START Records provided

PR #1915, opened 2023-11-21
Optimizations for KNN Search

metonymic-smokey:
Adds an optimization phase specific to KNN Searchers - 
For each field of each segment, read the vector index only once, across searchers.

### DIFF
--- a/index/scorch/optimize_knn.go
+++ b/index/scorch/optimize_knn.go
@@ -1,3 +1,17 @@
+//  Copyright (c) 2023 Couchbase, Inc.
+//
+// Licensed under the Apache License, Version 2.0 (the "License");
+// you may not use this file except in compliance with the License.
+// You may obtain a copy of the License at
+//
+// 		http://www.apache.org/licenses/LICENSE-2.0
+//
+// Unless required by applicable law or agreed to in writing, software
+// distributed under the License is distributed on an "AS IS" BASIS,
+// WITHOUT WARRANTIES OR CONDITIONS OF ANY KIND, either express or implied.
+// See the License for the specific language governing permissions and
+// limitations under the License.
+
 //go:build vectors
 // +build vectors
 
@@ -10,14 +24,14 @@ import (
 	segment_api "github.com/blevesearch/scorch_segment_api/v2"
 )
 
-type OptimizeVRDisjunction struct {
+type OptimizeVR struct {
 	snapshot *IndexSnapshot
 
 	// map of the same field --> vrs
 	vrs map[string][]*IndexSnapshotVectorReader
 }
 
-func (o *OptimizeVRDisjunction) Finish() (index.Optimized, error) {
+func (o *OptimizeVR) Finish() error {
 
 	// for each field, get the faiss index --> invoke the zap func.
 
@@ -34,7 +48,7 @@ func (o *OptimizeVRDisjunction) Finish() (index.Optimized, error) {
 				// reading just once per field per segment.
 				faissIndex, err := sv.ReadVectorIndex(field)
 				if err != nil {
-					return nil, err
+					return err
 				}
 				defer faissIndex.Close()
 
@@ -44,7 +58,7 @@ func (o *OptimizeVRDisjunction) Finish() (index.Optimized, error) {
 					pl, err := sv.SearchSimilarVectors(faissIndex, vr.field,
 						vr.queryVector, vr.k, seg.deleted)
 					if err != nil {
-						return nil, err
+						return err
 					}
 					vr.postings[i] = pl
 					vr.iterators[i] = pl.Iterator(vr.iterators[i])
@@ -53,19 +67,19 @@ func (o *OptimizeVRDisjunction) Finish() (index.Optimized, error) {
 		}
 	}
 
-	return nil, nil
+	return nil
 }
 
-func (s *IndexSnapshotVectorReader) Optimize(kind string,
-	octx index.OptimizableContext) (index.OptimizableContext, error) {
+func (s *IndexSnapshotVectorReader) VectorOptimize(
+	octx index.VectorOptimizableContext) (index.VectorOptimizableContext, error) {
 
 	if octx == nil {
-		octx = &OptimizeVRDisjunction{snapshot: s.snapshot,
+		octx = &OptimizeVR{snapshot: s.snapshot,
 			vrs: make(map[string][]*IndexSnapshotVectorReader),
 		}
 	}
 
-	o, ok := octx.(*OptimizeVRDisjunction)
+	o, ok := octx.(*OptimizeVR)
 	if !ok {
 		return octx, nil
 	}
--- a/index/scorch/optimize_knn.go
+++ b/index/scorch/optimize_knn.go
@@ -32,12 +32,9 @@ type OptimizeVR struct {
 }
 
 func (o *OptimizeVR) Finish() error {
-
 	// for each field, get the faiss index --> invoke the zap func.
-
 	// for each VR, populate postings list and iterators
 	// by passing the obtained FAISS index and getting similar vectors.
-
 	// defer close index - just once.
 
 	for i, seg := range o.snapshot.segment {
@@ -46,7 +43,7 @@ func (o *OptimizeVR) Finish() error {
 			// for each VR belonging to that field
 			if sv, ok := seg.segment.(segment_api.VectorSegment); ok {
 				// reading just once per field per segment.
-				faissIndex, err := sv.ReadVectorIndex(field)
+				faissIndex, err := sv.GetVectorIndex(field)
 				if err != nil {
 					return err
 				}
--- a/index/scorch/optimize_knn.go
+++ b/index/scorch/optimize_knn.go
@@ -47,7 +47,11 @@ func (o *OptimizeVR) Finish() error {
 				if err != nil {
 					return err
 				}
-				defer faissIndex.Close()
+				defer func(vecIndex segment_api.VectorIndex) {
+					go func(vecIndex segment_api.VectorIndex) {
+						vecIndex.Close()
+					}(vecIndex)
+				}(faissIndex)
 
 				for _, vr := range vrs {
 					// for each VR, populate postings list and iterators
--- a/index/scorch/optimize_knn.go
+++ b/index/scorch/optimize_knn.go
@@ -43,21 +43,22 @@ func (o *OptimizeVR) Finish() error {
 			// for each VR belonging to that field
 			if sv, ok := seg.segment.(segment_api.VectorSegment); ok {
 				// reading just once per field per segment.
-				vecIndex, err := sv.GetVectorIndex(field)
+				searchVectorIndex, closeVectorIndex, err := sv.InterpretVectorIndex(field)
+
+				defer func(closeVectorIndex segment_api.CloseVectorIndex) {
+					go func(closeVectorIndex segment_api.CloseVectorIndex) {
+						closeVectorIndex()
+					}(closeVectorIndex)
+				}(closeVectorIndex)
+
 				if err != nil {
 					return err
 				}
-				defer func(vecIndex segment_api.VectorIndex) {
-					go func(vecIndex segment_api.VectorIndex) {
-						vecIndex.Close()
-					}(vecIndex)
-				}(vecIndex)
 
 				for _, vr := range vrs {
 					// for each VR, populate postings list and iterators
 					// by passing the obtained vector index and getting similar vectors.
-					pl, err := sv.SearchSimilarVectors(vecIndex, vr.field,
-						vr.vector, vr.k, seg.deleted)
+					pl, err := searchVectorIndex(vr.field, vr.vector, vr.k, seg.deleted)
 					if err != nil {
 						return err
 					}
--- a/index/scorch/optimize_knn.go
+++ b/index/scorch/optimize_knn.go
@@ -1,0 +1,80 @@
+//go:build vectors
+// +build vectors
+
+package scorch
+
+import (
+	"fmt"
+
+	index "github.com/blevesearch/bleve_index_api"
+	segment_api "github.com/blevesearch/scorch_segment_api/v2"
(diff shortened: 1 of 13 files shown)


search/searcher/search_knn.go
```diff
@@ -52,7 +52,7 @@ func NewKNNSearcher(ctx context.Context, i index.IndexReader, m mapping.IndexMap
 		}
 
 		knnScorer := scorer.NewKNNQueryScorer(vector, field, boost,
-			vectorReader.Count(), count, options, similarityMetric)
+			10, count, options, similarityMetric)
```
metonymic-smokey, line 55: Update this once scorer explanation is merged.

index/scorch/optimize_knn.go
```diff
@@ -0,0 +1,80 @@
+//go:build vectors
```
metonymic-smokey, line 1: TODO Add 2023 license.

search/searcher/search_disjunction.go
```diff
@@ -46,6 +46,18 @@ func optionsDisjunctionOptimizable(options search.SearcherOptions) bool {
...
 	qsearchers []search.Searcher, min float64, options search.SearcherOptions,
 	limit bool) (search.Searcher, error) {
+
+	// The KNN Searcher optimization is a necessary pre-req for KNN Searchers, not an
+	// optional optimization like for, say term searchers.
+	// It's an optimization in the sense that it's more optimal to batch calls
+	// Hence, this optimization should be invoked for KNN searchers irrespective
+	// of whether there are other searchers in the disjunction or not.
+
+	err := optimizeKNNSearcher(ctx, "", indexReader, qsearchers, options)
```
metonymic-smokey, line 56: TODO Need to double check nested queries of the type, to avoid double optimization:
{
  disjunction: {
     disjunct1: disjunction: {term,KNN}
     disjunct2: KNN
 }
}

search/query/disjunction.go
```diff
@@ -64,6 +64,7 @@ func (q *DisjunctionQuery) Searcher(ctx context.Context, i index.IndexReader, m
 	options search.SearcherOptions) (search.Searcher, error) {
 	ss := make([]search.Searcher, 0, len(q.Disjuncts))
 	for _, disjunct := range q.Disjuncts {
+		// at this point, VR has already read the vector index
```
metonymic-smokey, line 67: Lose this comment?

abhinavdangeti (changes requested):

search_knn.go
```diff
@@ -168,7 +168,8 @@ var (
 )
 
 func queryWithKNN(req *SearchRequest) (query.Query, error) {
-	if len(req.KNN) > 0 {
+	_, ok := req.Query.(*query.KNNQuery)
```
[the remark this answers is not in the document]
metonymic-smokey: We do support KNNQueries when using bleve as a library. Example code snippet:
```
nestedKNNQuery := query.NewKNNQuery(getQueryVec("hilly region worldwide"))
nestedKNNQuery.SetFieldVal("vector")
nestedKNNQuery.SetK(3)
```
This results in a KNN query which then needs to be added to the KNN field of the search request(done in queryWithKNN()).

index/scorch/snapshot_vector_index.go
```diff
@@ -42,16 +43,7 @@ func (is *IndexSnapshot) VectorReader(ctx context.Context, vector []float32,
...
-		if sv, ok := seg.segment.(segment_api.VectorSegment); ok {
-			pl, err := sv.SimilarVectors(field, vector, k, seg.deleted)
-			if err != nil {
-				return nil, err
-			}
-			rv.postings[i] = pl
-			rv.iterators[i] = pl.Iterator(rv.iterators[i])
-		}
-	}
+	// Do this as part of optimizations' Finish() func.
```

END Records provided
START Records provided

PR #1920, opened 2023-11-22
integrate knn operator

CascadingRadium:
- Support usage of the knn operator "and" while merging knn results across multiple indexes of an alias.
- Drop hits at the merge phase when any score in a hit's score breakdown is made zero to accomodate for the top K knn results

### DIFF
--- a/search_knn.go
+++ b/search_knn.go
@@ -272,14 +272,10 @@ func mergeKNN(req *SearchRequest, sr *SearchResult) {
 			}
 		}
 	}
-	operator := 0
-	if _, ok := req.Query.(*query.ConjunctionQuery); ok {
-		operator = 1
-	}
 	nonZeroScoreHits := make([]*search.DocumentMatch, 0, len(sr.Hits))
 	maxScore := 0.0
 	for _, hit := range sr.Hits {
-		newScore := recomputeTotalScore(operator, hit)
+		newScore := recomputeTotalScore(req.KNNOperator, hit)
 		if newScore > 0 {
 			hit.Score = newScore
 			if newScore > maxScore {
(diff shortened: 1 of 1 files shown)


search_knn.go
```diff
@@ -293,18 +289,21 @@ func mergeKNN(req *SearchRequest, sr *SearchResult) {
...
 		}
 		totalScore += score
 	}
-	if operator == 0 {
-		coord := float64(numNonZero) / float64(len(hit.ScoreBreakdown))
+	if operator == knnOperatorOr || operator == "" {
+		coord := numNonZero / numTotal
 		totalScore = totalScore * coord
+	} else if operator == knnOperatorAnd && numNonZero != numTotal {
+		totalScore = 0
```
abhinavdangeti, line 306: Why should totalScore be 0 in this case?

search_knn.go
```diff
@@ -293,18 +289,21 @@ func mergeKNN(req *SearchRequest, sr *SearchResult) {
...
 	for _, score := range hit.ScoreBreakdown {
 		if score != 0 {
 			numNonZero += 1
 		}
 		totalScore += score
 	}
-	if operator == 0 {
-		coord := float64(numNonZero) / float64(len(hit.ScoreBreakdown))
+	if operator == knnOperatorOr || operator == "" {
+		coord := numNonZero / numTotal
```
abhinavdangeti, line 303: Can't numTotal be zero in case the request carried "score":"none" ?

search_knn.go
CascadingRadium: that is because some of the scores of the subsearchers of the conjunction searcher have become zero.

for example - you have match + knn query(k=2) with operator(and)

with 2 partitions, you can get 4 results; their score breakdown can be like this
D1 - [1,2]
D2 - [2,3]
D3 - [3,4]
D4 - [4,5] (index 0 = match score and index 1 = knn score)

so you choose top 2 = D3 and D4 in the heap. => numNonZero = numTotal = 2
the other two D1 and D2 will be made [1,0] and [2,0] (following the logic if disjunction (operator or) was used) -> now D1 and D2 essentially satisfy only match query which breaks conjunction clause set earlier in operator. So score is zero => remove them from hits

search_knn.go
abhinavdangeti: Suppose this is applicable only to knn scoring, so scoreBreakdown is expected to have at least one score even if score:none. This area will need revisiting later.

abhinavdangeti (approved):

END Records provided

What the task asks: Return word for word the lines above from the line with "PR #1915, opened 2023-11-21" to the line with "in writing, software", including both and leaving out all others.

Exercise response:
PR #1915, opened 2023-11-21
Optimizations for KNN Search

metonymic-smokey:
Adds an optimization phase specific to KNN Searchers - 
For each field of each segment, read the vector index only once, across searchers.

### DIFF
--- a/index/scorch/optimize_knn.go
+++ b/index/scorch/optimize_knn.go
@@ -1,3 +1,17 @@
+//  Copyright (c) 2023 Couchbase, Inc.
+//
+// Licensed under the Apache License, Version 2.0 (the "License");
+// you may not use this file except in compliance with the License.
+// You may obtain a copy of the License at
+//
+// 		http://www.apache.org/licenses/LICENSE-2.0
+//
+// Unless required by applicable law or agreed to in writing, software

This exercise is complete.